# Speaker stand height



## Steeve-O (Dec 3, 2010)

Hi all, I'm building speaker stand for my 5.1 home theater. My front speaker stand will be so the tweeter is at ear level like it is supposed to be. I was going to do the same thing for my rear speaker until I read somewhere this week-end that the rear speaker in a 5.1 system should be above hear level 5-6 feet high I beleive especialy for bi-directional speaker. My rear speaker are mono-directional bookshelf type speaker.

What height should I be aiming for? Same as front? 4 feet, 5 feet? My rear speaker are currently much too close to the rear wall and couch but I have to live with this issue since I'm in appartement. Speaker will be on each side of the couch and be flush with the back of the couch at about 1 feet of the couch (too close). I don't mind making them a certain height and changing the ABS pipe for a longer or shorter one down the road when I have a proper room.

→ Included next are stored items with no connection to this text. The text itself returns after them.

PR #3208, opened 2026-07-22
fix(cli): route init --help to its own usage text

alexey-metaengage:
## Summary

`gbrain init --help` prints the generic one-line CLI-only short-circuit (`printCliOnlyHelp`) instead of `init`'s own usage. In `src/cli.ts`, `init` is in `CLI_ONLY` but not in `CLI_ONLY_SELF_HELP` — and the dispatcher fires the generic short-circuit for any `CLI_ONLY` command that isn't in the self-help set, so `init`'s detailed usage is unreachable.

## The fix

- Add `'init'` to `CLI_ONLY_SELF_HELP` so `init --help` routes to its own usage text (same treatment the other self-documenting CLI-only commands already get).

### DIFF
--- a/src/cli.ts
+++ b/src/cli.ts
@@ -59,6 +59,7 @@ export const CLI_ONLY = new Set(['init', 'reinit-pglite', 'upgrade', 'post-upgra
 // excluded from the generic short-circuit so detailed per-command and
 // per-subcommand usage stays reachable.
 const CLI_ONLY_SELF_HELP = new Set([
+  'init',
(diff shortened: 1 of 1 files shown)


time-attack:
Merging — I confirmed this on current master: `init` is in `CLI_ONLY` but not `CLI_ONLY_SELF_HELP`, so the dispatcher's generic short-circuit at src/cli.ts:305 fires and the `printInitHelp()` guard already sitting in src/commands/init.ts is unreachable dead code. One-line fix that makes existing intent work. Thanks for the precise diagnosis.

PR #3212, opened 2026-07-22
fix(migrate): tolerate non-superuser roles lacking BYPASSRLS

alexey-metaengage:
## Summary

The RLS-backfill migrations v24 / v29 / v31 / v35 (`src/core/migrate.ts`) `RAISE EXCEPTION` when the current role lacks `BYPASSRLS`, aborting the migration. On managed Postgres (e.g. Cloud SQL) the application role is a non-superuser that cannot hold `BYPASSRLS` but still **owns** the tables. Since gbrain ships no policies and no `FORCE ROW LEVEL SECURITY`, the owner is exempt from RLS and `ENABLE ROW LEVEL SECURITY` is a harmless no-op. The hard abort permanently wedges the migration chain on such instances — the runner never advances past the failing version.

## The fix

- In the four `IF NOT has_bypass` guards, change `RAISE EXCEPTION` to `RAISE WARNING` and fall through to the `ENABLE ROW LEVEL SECURITY` statements. A `BYPASSRLS` role behaves exactly as before; a non-superuser owner now warns and proceeds (safe on a single-owner database) instead of wedging.

### DIFF
--- a/src/core/migrate.ts
+++ b/src/core/migrate.ts
@@ -906,13 +906,14 @@ export const MIGRATIONS: Migration[] = [
       BEGIN
         SELECT EXISTS (SELECT 1 FROM pg_roles pr WHERE pg_has_role(current_user, pr.oid, 'USAGE') AND (pr.rolbypassrls OR pr.rolsuper)) INTO has_bypass; -- #1385: superuser + inherited-role BYPASSRLS, not just the role's own rolbypassrls
         IF NOT has_bypass THEN
-          -- Fail the migration loudly instead of WARNING + version-bump.
-          -- The runner unconditionally records schema_version on success,
-          -- so a silent WARNING here would permanently lock the backfill out
-          -- on future runs even after switching to a bypass role. Raising
-          -- aborts the transaction, leaves schema_version at the prior value,
-          -- and lets the next invocation retry after the role is fixed.
-          RAISE EXCEPTION 'v24 rls_backfill_missing_tables: role % does not have BYPASSRLS privilege — cannot enable RLS safely. Re-run as postgres (or another BYPASSRLS role). The migration will retry automatically on the next initSchema call.', current_user;
+          -- A non-superuser table OWNER (e.g. the app role on managed
+          -- Postgres) can never hold BYPASSRLS, but it OWNS these tables and
+          -- gbrain sets no FORCE ROW LEVEL SECURITY and no policies, so the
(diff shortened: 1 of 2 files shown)


alexey-metaengage:
Thanks for the review in #3283 — both defects you flagged were real, and I've confirmed and repaired them here. Rebased onto `master` @ 3fafb69b.

1. **Didn't typecheck.** Correct. Genericizing the comment for upstream introduced markdown backticks around a role name *inside* the `MIGRATIONS` template literal, which terminated the string early: `bun run typecheck` exited 2 with ~40 syntax errors. Reworded without backticks. (No CI checks report on this branch, so nothing caught it — my miss for not running typecheck before pushing.)

2. **Stale test pins.** Correct. `test/migrate.test.ts` asserted the old contract in three places (v24: `RAISE EXCEPTION` present + `RAISE WARNING` absent; v31: `RAISE EXCEPTION` present). They now pin the new contract, and I took your point about pinning *warn-and-proceed, never warn-and-skip* — the v24 test also asserts the `ALTER … ENABLE ROW LEVEL SECURITY` statements sit after the guard's `END IF`, so a future refactor can't move them inside the branch and silently reintroduce the original hazard.

Also folded your fail-closed reasoning into the SQL comment, since it's the part that makes this safe and wasn't written down: the migration stays fail-closed via **ownership** rather than BYPASSRLS — `ENABLE ROW LEVEL SECURITY` requires ownership, so a non-owner role aborts the block with `schema_version` unbumped.

Verified on the rebased branch:
- `bun test test/migrate.test.ts -t BYPASSRLS` — 4 pass / 0 fail

**On overlap:** #3283 supersedes this PR and I'm glad to have either land — no objection to closing this in favor of the wave, and thanks for the `Co-authored-by`. I've repaired it mainly so the fix isn't blocked on the 3-PR bundle if any part of that wave needs more work. Your call which route is easier to merge.

time-attack:
Thanks for the careful writeup — the owner-exemption reasoning is correct as far as it goes, and the diff is clean. We're going to keep the fail-closed posture here, though: the safety argument depends on the migrating role, the table owner, and the runtime role all being the same principal, which gbrain doesn't enforce. On the very common managed-Postgres split (migrations as the owning role, app connecting as a separate limited role) warn-and-proceed enables RLS with no policies and the app role then reads zero rows everywhere — a silent total-retrieval failure that's far worse than a loud, actionable migration abort. Closing as a security-posture relaxation we're not taking.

Thank you for helping me out!

Steeve B.


----------



## tonyvdb (Sep 5, 2007)

Front and center channel speakers should be at ear level ideally tweeters aimed at the listening position. The surround channels are more non directional and ideally you want them to spread the sound out through the room rather then fire directly at you. Most people place them above their head aiming downward but this is not always possible.


----------



## Steeve-O (Dec 3, 2010)

So in my case since they are quite close I should put them above my head so they spread the sound in the room? How high above ear should they be?


----------



## tonyvdb (Sep 5, 2007)

In my opinion I would have them at about 5ft.


----------



## Steeve-O (Dec 3, 2010)

Thank you very much for your help!


----------



## nova (Apr 30, 2006)

Just to clarify, about 5' from the floor, not your ears. Generally you would want to place them so the tweeter is 1-1/2' to 2' above ear level at your seated position.


----------



## Steeve-O (Dec 3, 2010)

Thank you. I will build them to this height.


----------



## Wayne A. Pflughaupt (Apr 13, 2006)

Since your rear speakers are right next to the couch, and direct-radiating at that, I'd raise them 5-6' above ear level. Otherwise it'll be too easy to localize them and you'll always be aware of their presence. Of course you probably have that problem already. If getting them that high isn't an option, the next best thing is to drastically roll the highs out of the rear speakers. That will simulate the high frequency attenuation you'd naturally get if they were some distance from the couch.

Regards,
Wayne


----------



## Steeve-O (Dec 3, 2010)

Are you saying 5 or 6 feet above ears ? Or above floor? Because 5-6 feet above ears would put them higher than my actual ceilling so it is not possible for me. I will cut the pipe tomorrow probably. Currently the tweeter should be close to 5 feet from the ground. I have some decorative stuff that the girlfriend put on the wall which prevent me from setting them higher. I guess I could move the seating forward a few inch(feet) but I'm not sure I will be able to get the required WAF permit. The good thing is that I should have a house quite soon (1-3 years) and she already gave me the okay for my own HT room where I will have the right to do what I want.


----------



## rab-byte (Feb 1, 2011)

Cheater fixes "can" take the form of facing the speakers away from you or reversing phase on the rears. Both are solutions if you simply can't get them to sound right via conventional placement methods.


----------



## Steeve-O (Dec 3, 2010)

So basically I will make them 5-6 feet from floor. I will try to aim them at TV, etc and also I will try reversing the phase. 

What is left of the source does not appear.